# Collected data
PR #990, opened 2016-08-28
Added convenience method for saving DataArray to netCDF file

### LINKED ISSUE #915: Consider adding a convenience method for saving DataArrays to netCDF files
e.g.,
```python
class DataArray:
    ...
    def to_netcdf(self, *args, **kwargs):
        dataset = self.to_dataset(name='__data__')
        data.to_netcdf(*args, **kwargs)

def open_dataarray(*args, **kwargs):
    dataset = open_dataset(*args, **kwargs)
    return dataset['__data__']
```

robintw:
Added a simple function to DataArray that creates a dataset with one variable
called 'data' and then saves it to a netCDF file. All parameters are passed through
to to_netcdf().

Added an equivalent function called `open_dataarray` to be used to load from these files.

Fixes #915.

### DIFF
--- a/xarray/backends/api.py
+++ b/xarray/backends/api.py
@@ -328,8 +328,8 @@ def open_dataarray(*args, **kwargs):
 
     Notes
     -----
-    This is designed to be fully compatible with `DataArray.to_netcdf`.
-    Saving using `DataArray.to_netcdf` and then loading with this function will
+    This is designed to be fully compatible with `DataArray.to_netcdf`. Saving
+    using `DataArray.to_netcdf` and then loading with this function will
     produce an identical result.
 
     All parameters are passed directly to `xarray.open_dataset`. See that
--- a/xarray/backends/api.py
+++ b/xarray/backends/api.py
@@ -267,7 +267,10 @@ def open_dataset(filename_or_obj, group=None, decode_cf=True,
     return maybe_decode_store(store)
 
 
-def open_dataarray(*args, **kwargs):
+def open_dataarray(filename_or_obj, group=None, decode_cf=True,
+                   mask_and_scale=True, decode_times=True,
+                   concat_characters=True, decode_coords=True, engine=None,
+                   chunks=None, lock=None, drop_variables=None):
     """
     Opens an DataArray from a netCDF file containing a single data variable.
 
@@ -339,7 +342,10 @@ def open_dataarray(*args, **kwargs):
     --------
     open_dataset
     """
-    dataset = open_dataset(*args, **kwargs)
+    dataset = open_dataset(filename_or_obj, group, decode_cf,
+                           mask_and_scale, decode_times,
+                           concat_characters, decode_coords, engine,
+                           chunks, lock, drop_variables)
 
     if len(dataset.data_vars) != 1:
         raise ValueError('Given file dataset contains more than one variable. '
--- a/xarray/backends/api.py
+++ b/xarray/backends/api.py
@@ -267,6 +267,27 @@ def open_dataset(filename_or_obj, group=None, decode_cf=True,
     return maybe_decode_store(store)
 
 
+def open_dataarray(*args, **kwargs):
+    """
+    Opens an `xarray.DataArray` from a netCDF file, reading the variable called
+    `data`.
+
+    This is designed to read files saved with `xarray.DataArray.to_netcdf`.
+
+    Parameters
+    ----------
+    All parameters are passed directly to `xarray.open_dataset`.
+    """
+    dataset = open_dataset(*args, **kwargs)
+
+    try:
+        return dataset['data']
+    except KeyError:
+        raise ValueError('Given file dataset does not contain the variable `data`.'
+                         'If dataset was not saved using `xarray.DataArray.to_netcdf` then'
+                         'it must be loaded with `xarray.open_dataset`.')
+
+
 class _MultiFileCloser(object):
     def __init__(self, file_objs):
         self.file_objs = file_objs
--- a/xarray/backends/api.py
+++ b/xarray/backends/api.py
@@ -15,6 +15,8 @@ from ..core.combine import auto_combine
 from ..core.utils import close_on_error, is_remote_uri
 from ..core.pycompat import basestring
 
+DATAARRAY_NAME = '__xarray_dataarray_name__'
+DATAARRAY_VARIABLE = '__xarray_dataarray_variable__'
 
 def _get_default_engine(path, allow_remote=False):
     if allow_remote and is_remote_uri(path):  # pragma: no cover
@@ -348,9 +350,9 @@ def open_dataarray(filename_or_obj, group=None, decode_cf=True,
                            chunks, lock, drop_variables)
 
     if len(dataset.data_vars) != 1:
-        raise ValueError('Given file dataset contains more than one variable. '
-                         'Please read with xarray.open_dataset and then select '
-                         'the variable you want.')
+        raise ValueError('Given file dataset contains more than one data '
+                         'variable. Please read with xarray.open_dataset and '
+                         'then select the variable you want.')
     else:
         data_array, = dataset.data_vars.values()
 
@@ -358,11 +360,11 @@ def open_dataarray(filename_or_obj, group=None, decode_cf=True,
 
     # Reset names if they were changed during saving
     # to ensure that we can 'roundtrip' perfectly
-    if '__xarray_dataarray_name__' in dataset.attrs:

# Task statement
Write down how many lines of the data above carry the word "saved". Nothing else belongs in the answer.

# Exercise result
2